Systems, methods and apparatus are provided herein. In the detailed description herein, references to “one embodiment,” “an embodiment,” “various embodiments,” etc., indicate that the embodiment described may include a particular feature, structure, or characteristic, but every embodiment may not necessarily include the particular feature, structure, or characteristic. Moreover, such phrases are not necessarily referring to the same embodiment. Further, when a particular feature, structure, or characteristic is described in connection with an embodiment, it is submitted that it is within the knowledge of one skilled in the art to affect such feature, structure, or characteristic in connection with other embodiments whether or not explicitly described. After reading the description, it will be apparent to one skilled in the relevant art(s) how to implement the disclosure in alternative embodiments.

Numbers, percentages, or other values stated herein are intended to include that value, and also other values that are about or approximately equal to the stated value, as would be appreciated by one of ordinary skill in the art encompassed by various embodiments of the present disclosure. A stated value should therefore be interpreted broadly enough to encompass values that are at least close enough to the stated value to perform a desired function or achieve a desired result. The stated values include at least the variation to be expected in a suitable industrial process, and may include values that are within 10%, within 5%, within 1%, within 0.1%, or within 0.01% of a stated value. Additionally, the terms “substantially,” “about” or “approximately” as used herein represent an amount close to the stated amount that still performs a desired function or achieves a desired result. For example, the term “substantially,” “about” or “approximately” may refer to an amount that is within 10% of, within 5% of, within 1% of, within 0.1% of, and within 0.01% of a stated amount or value.
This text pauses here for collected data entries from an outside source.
PR #318, opened 2026-08-28
Port 3D from Low\* to Pulse (`--pulse`)

tahina-pro:
This branch adds a second, complete code-generation backend to 3D, built on
Pulse instead of Low\*, selected by a new `--pulse` flag. The Low\* backend is
untouched and remains the default: every change is either additive or guarded
by `Options.get_pulse ()`.

The port is functionally complete. The new runtime has **no admits**, the
generated C compiles under `-Wall -Wextra -Werror`, and a full parallel copy of
the 3D test corpus builds, links and runs against it.

```
299 files changed, ~27,000 insertions
  lib/everparse/3d       11,234   the Pulse combinator library (20 modules)
  share/everparse/tests  10,301   the --pulse test corpus (37 .3d + 18 subdirs)
  src/3d                  4,412   frontend: --pulse emission, wrappers, Z3TestGen
  src/lowparse              607   ArrayPtr readers, read_u64_le
  .github/workflows         377   --pulse coverage in package/nightly/release CI
```

---

### 1. `lib/everparse/3d` — the Pulse combinator library

A Pulse counterpart to `src/3d/prelude`: `Prelude`, `Kinds`, `ErrorCode`,
`InputStream.{Base,Buffer,Extern,Static}`, `CopyBuffer`, `AppCtxt`,
`Actions.{Base,Common}`, `ProbeActions`, `State`, and `Interpreter`.

Three structural departures from Low\*:

**Memory locations and invariants become `extra_state`.** Low\* threads
`loc`/`inv`/`liveness` through every validator and action. Pulse replaces all
of it with a *state dictionary* (`EverParse3d.State`): a keyed product of
resources, where disjointness is a syntactic property of distinct string keys
rather than an SMT obligation. `Pulse.Lib.ForEvery` carries the pointwise
ownership, and the `call` combinators rename keys at call boundaries. Almost
all of the reasoning discharges by normalization instead of Z3.

**One input buffer becomes three arguments.** `input_stream_inst base_t len_t
pos_t`, with `pts_to : base_t -> len_t -> pos_t -> Seq.seq U8.t -> Seq.seq
U8.t -> slprop`. The `buffer` instance uses `Pulse.Lib.ArrayPtr.ptr U8.t`,
`SZ.t` and `ref SZ.t`; `extern` and `static` instantiate the unused ones to
`unit`, and KaRaMeL erases those arguments.

**Backend-conditional actions without a backend flag.** Rather than a flag,
the interpreter takes `option field_ptr_t`, `option field_ptr_after_t` etc.,
and `Action_field_ptr` carries a `squash (Some? ...)`. The frontend supplies
the instance, so `field_ptr` stays buffer-only and `field_ptr_after`
extern/static-only, exactly as in Low\*, with no linking or `--include` tricks.

The library is extracted to `.krml` (`lib/everparse/3d/krml`) and bundled into
the generated C, rather than shipped as a separate C library the way the Low\*
prelude is.

### 2. `src/3d` — the frontend

`--pulse` switches F\* emission, the `--include` path, the KaRaMeL invocation
and the C wrapper. Notable points:

- **Wrappers** keep their existing argument types, with `_Static_assert`s that
  `size_t` is at least as wide as `uint32_t` and `uint64_t`.
- **Error handler macros**: `buffer`, `extern` and `static` each own a
  `[@@CMacro] assume val error_handler_macro`, and the frontend instantiates
  `validate_with_error_handler` accordingly.
- **Frontend checks** reject probes for `extern`/`static`, and reject nested
  probes that would reuse one copy buffer.
- **Z3 test-case generation** works under `--pulse`, in both harness modes,
  including probes. The SMT half is backend-independent — it runs on the
  `InterpreterTarget` AST — and produces byte-identical witnesses and verdicts
  on both backends; only the emitted C harness differs.
- **Generated parser kinds are reduced to literals** under `--pulse`
  (`norm [delta_namespace ["EverParse3d"; "LowParse"]; ...]`). Without this,
  `and_then_kind`/`glb` nests unfold exponentially during extraction:
  `FieldDependence0.3d` went from OOM at 166 GB to 57 ms.

### 3. `share/everparse/tests/3d` — the test corpus

A full copy of `src/3d/tests` adapted to `--pulse`; `src/3d/tests` is
unchanged. 37 top-level `.3d` files (10 negative) plus 18 subdirectories, all
of which generate, verify, extract, compile and run.

### 4. Packaging and CI

`package.sh` ships `lib/everparse/3d` (sources, `.checked` and pre-extracted
`.krml`) plus `lib/pulse`. Every binary-package test job in
`package-{linux,macos,windows}.yml`, `nightly.yml` and `release.yml` gained a
`--pulse` step, as did the cross-platform hash-interop jobs and the Z3
test-generation steps.

---

## Notable fixes along the way

Several of these are pre-existing bugs the port exposed rather than caused:

- **`Z3TestGen` argument swap** — `Main.fst` passed
  `(print_c_initializers, use_ptr)` to `do_test`/`do_diff_test`, which declare
  `(use_ptr, print_c_initializer)`; `do_diff_test` had a second, compensating
  swap. Both are `bool`, so it typechecked silently, and every existing test
  set the two flags to the same value. `a1b6f3df6`.
- **Copy-buffer reuse** — a buffer reused at a second probe site was validated
  from wherever the first probe left it. Fixed with a `reset` method on the
  `copy_buffer` class. No test outside `specialize_*` would have caught it.
- **`make clean` gaps** — `krml/extract.Makefile` listed `clean-extracted` in
  `clean_rules` without defining it; `tests/3d/iter/Makefile` had no `clean` at
  all (its Low\* original has the same gap); and the subdirectory clean loop ran
  without `set -e`, swallowing both. `68909c201`.
- **Makefile dependency bug** — hand-written `.o` rules listed the generated
  wrapper header but not `EverParse.h`. Harmless under Low\*, where it is
  copied at the start of the pipeline, but under `--pulse` KaRaMeL emits it at
  the *end*, so parallel builds raced. `4f409e1cc`.

---

## Remaining work to reach near-parity with Low\*

Nothing below blocks the branch; none of it is a correctness regression
against the Low\* backend.

### Correctness coverage

1. **`validate_t_exact` on a non-buffer stream is untested.** Under `extern`,
   `stream_truncate` returns `(base_t & unit & unit)`, and how KaRaMeL renders
   that struct is unverified — no subdirectory exercises it. *This is the only
   genuine unknown left, as opposed to polish.*
2. **The standalone F# hash checker has never run against `--pulse` output.**
   Low\*'s three `hashchk-*` targets have no Pulse counterpart.

### Feature gaps

3. **Compile-time comments are not extracted.** `act_with_comment` carries a
   TODO at three sites in `Actions.Base.fst`; `T_with_comment` and the
   `validate_filter` strings are dropped, so `--pulse` C is cosmetically poorer
   than Low\*'s. Needs Pulse-side support.
4. **`3d-doc-test` has no `--pulse` snapshot.** `doc/3d-snapshot/` is
   regenerated and diffed for Low\* only. Best done after (3), to avoid
   re-baselining.
5. **The `--pulse` client ABI is undocumented.** `doc/3d-lang.rst` gives only
   the Low\* copy-buffer hooks; under `--pulse` a client must also define
   `EverParseStreamPos` (returning `size_t *`), and `EverParseStreamLen`
   returns `size_t`. The flag itself and the `(base, len, pos)`
   validator/error-handler ABI are undocumented.

### Verification debt

6. **Four `Tot`→`GTot` TODOs** on the erased bijection argument
   (`State.fst:785`, `Actions.Base.fst:{741,1285}`, `.fsti:{343,485}`).
   Erasure hygiene only; needs ghost bijections to exist first.
7. **`Actions.Base.fst:284`** — an `if/else` that would read better as a
   non-terminal early exit with an `ensures`.

### Accepted differences (by design, not oversight)

- **`static` and `extern` are byte-identical at the C level.** KaRaMeL emits
  plain `extern` for every assumed val, so Low\*'s `static inline` prelude trick
  is unreproducible. They remain separate F\* modules only because each owns its
  `error_handler_macro`. Consequently `field_ptr_after` is allowed for *both*,
  where Low\* restricts it to `extern`.
- **Probes are rejected for `--input_stream extern|static`**, as agreed.
- **Z3TestGen reports the current position** to the error handler where Low\*
  reports each field's start position. Verdicts and witnesses agree; only the
  position column in the trace comments differs.
- **Copy buffers carry their own position.** Low\* passes the start position to
  the validator as an argument; in Pulse it lives in the stream, hence the extra
  `EverParseStreamPos` hook and the `reset` method.

### Trust footprint

`lib/everparse/3d` has **no admits**. The deliberate `assume val`s mirror
Low\*'s one-for-one: the input-stream primitives per backend, the probe
functions, the `[@@CMacro] error_handler_macro`s, and the copy-buffer handle
with its three projections. That last one is exactly Low\*'s bargain —
`stream_of` is assumed and is not really a function of its argument; Low\* pays
for it in liveness, Pulse in ownership, and in both the fresh region is
admitted by fiat inside the already-assumed probe functions.

---

## Testing

- `make 3d-pulse-prelude` — verifies the library (20 modules).
- `make 3d-pulse-krml` — extracts it (148 `.krml`).
- `make 3d-pulse-test` — the full corpus: generation, F\* verification, KaRaMeL
  extraction, C compilation under `-Wall -Wextra -Werror`, and execution.
  Wired into `make test`, and parallel-safe (`-j16`, ~11 min from clean).
- Low\* regressions (`src/3d/tests`, including `z3-testgen-probe-test`) were
  re-run and are unaffected.


opt/Makefile
```diff
@@ -24,9 +24,9 @@ cygwin_local_install += --cygwin-local-install
 endif
 
 # Change these if you want to use your own clones
-FStar_repo=https://github.com/FStarLang/FStar
+FStar_repo=https://github.com/tahina-pro/FStar
 karamel_repo=https://github.com/FStarLang/karamel
-pulse_repo=https://github.com/FStarLang/pulse
+pulse_repo=https://github.com/tahina-pro/pulse
```
tahina-pro: This change (582811799095dd9fa838a8b461c94c73bca5eda6) should be reverted, and the corresponding changes in F* and Pulse should be merged to their respective `fstar1` and `everparse-fstar1` branches.

gebner:
# Review of PR #318: 3D Pulse backend

- PR: <https://github.com/project-everest/everparse/pull/318>
- Reviewed head: `8719bb6e1f199ea4e4cd660f11c16920c176ab9a`
- Base: `e1bfead60deba35db696059c78e77aa406135cdc`
- Recommendation: **request changes**.

This review identifies six correctness/build issues. P1 denotes the
field-location regression, which can give callers a pointer beyond the
validated field. P2 denotes the other correctness or supported-configuration
failures. The intentionally different Pulse ABI, omitted generated comments,
and rejection of probes on extern/static streams are not findings.

## Reproduction environment

Use the reviewed revision and its pinned F*, Pulse, and KaRaMeL dependencies.
The compiler and both runtime backends must already be built. The POSIX
commands below assume the repository's usual `opt/` installation layout:

```sh
# Run from the repository root.
export EVERPARSE_HOME="$PWD"
export FSTAR_EXE="$EVERPARSE_HOME/opt/FStar/out/bin/fstar.exe"
export KRML_EXE="$EVERPARSE_HOME/opt/karamel/out/bin/krml"
export PULSE_HOME="$EVERPARSE_HOME/opt/pulse/out"
export WORK="$(mktemp -d)"
export EP="$EVERPARSE_HOME/bin/3d.exe"
```

Save each named source listing into `$WORK`, unless a different location is
specified. Except for the Windows corpus example, generated files and
executables also go there; none of these MWEs requires modifying the compiler
or runtime. Keep `$WORK` until the examples have been inspected. A successful
reproduction of a bug may intentionally return a nonzero exit status.

The Windows-specific example uses the project's configured Cygwin/MinGW
build environment instead of these Linux tool paths. The packaging example
explicitly unsets Pulse environment variables to model a clean 3D-only build.

## 1. [P1] Field-position and field-pointer actions observe the field end

**Locations:** [Actions.Base.fst:243-245][field-action],
[Actions.Base.fst:1939-1940][dependent-action],
[InputStream.Buffer.fst:377-379][field-pointer].

The consuming validator runs before the action. Pulse stores the cursor in
the stream, but the combinators do not retain a separate field-start
position. Consequently, `field_pos`, `field_pos_32`, `field_pos_64`, and
`field_ptr` use the advanced cursor rather than the start of the field to
which the action is attached. This affects ordinary and dependent/refinement
action paths.

### MWE

Save as `$WORK/FieldStart.3d`:

```c
entrypoint
typedef struct _T(mutable PUINT8* ptr, mutable UINT64* pos) {
  UINT8 prefix;
  UINT8 payload[2]
  {:on-success
    var p = field_ptr;
    *ptr = p;
    var n = field_pos_64;
    *pos = n;
    return true;
  };
} T;
```

Save as `$WORK/field-start.c`:

```c
#include "FieldStartWrapper.h"
#include <inttypes.h>
#include <stddef.h>
#include <stdio.h>

void FieldStartEverParseError(char *type, char *field, char *reason) {
  fprintf(stderr, "%s.%s: %s\n", type, field, reason);
}

int main(void) {
  uint8_t input[3] = {0, 1, 2};
  uint8_t *ptr = NULL;
  uint64_t pos = 99;
  if (!FieldStartCheckT(&ptr, &pos, input, sizeof input))
    return 2;
  printf("pointer offset = %td, field position = %" PRIu64 "\n",
         ptr - input, pos);
  return ptr != input + 1 || pos != 1;
}
```

Generate and run with Pulse:

```sh
"$EP" --fstar "$FSTAR_EXE" --pulse --batch \
  --odir "$WORK/field-pulse" "$WORK/FieldStart.3d"
cc -std=c11 -Wall -Wextra -Werror -I "$WORK/field-pulse" \
  "$WORK/field-start.c" \
  "$WORK/field-pulse/FieldStart.c" \
  "$WORK/field-pulse/FieldStartWrapper.c" \
  -o "$WORK/field-pulse/repro"
"$WORK/field-pulse/repro"
```

**Observed:** `pointer offset = 3, field position = 3`, exit status 1.
The parser succeeds, but the pointer is one past the three-byte input rather
than pointing to the two-byte payload.

Run the same driver against the Low* control:

```sh
"$EP" --fstar "$FSTAR_EXE" --batch \
  --odir "$WORK/field-lowstar" "$WORK/FieldStart.3d"
cc -std=c11 -Wall -Wextra -Werror -I "$WORK/field-lowstar" \
  "$WORK/field-start.c" \
  "$WORK/field-lowstar/FieldStart.c" \
  "$WORK/field-lowstar/FieldStartWrapper.c" \
  -o "$WORK/field-lowstar/repro"
"$WORK/field-lowstar/repro"
```

**Observed control / expected behavior:** `pointer offset = 1, field position = 1`,
exit status 0. Both versions of this MWE were generated, compiled, and run.

The existing `doc/GetFieldPtr.3d` illustrates the same issue on a larger field:
the action on `f2[20]`, following `f1[10]`, obtains `Input + 30` instead of
`Input + 10`.

**Suggested correction:** capture the start before consuming the field and
carry it separately into actions. Use that saved position for field-location
actions while retaining the advanced cursor for subsequent parsing. Preserve
the separately specified semantics of `field_ptr_after` rather than changing
all cursor queries indiscriminately.

## 2. [P2] Mixed-state field-pointer setters generate ill-typed F*

**Locations:** [InterpreterTarget.fst:999-1003][setter-emission] and
[Target.fst:1754-1760][setter-type].

Under `--pulse --input_stream extern` or `static`, a field-pointer setter
for an output structure is emitted at `output_state`. When the parser also
uses a separate mutable scalar parameter, its ambient state dictionary
contains both resources. Unlike ordinary external calls, the
`Action_field_ptr_after_with_setter` emission does not weaken the action into
that larger dictionary. A valid combination of the two features consequently
fails F* verification.

### MWE

Save as `$WORK/MixedSetter.3d`:

```c
output
typedef struct _OUT {
  PUINT8 ptr;
} OUT;

entrypoint
typedef struct _MIXED(mutable OUT *out, mutable UINT32 *p) {
  UINT32 x {:on-success
    *p = x;
    var ok = out->ptr = field_ptr_after(1uL);
    return ok;
  };
} MIXED;
```

```sh
"$EP" --fstar "$FSTAR_EXE" --pulse \
  --input_stream extern --input_stream_include EverParseStream.h \
  --batch --odir "$WORK/mixed-setter" "$WORK/MixedSetter.3d"
```

**Expected:** generate and verify the parser, retaining both the output object
and the scalar pointer in its state dictionary.

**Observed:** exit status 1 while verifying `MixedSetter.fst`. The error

Furthermore, no element, component, or method step in the present disclosure is intended to be dedicated to the public regardless of whether the element, component, or method step is explicitly recited in the claims. No claim element herein is to be construed under the provisions of 35 U.S.C. 112(f) unless the element is expressly recited using the phrase “means for.” As used herein, the terms “comprises,” “comprising,” or any other variation thereof, are intended to cover a non-exclusive inclusion, such that a process, method, article, or apparatus that comprises a list of elements does not include only those elements but may include other elements not expressly listed or inherent to such process, method, article, or apparatus.

Finally, it should be understood that any of the above-described concepts can be used alone or in combination with any or all of the other above-described concepts. Although various embodiments have been disclosed and described, one of ordinary skill in this art would recognize that certain modifications would come within the scope of this disclosure. Accordingly, the description is not intended to be exhaustive or to limit the principles described or illustrated herein to any precise form. Many modifications and variations are possible in light of the above teaching.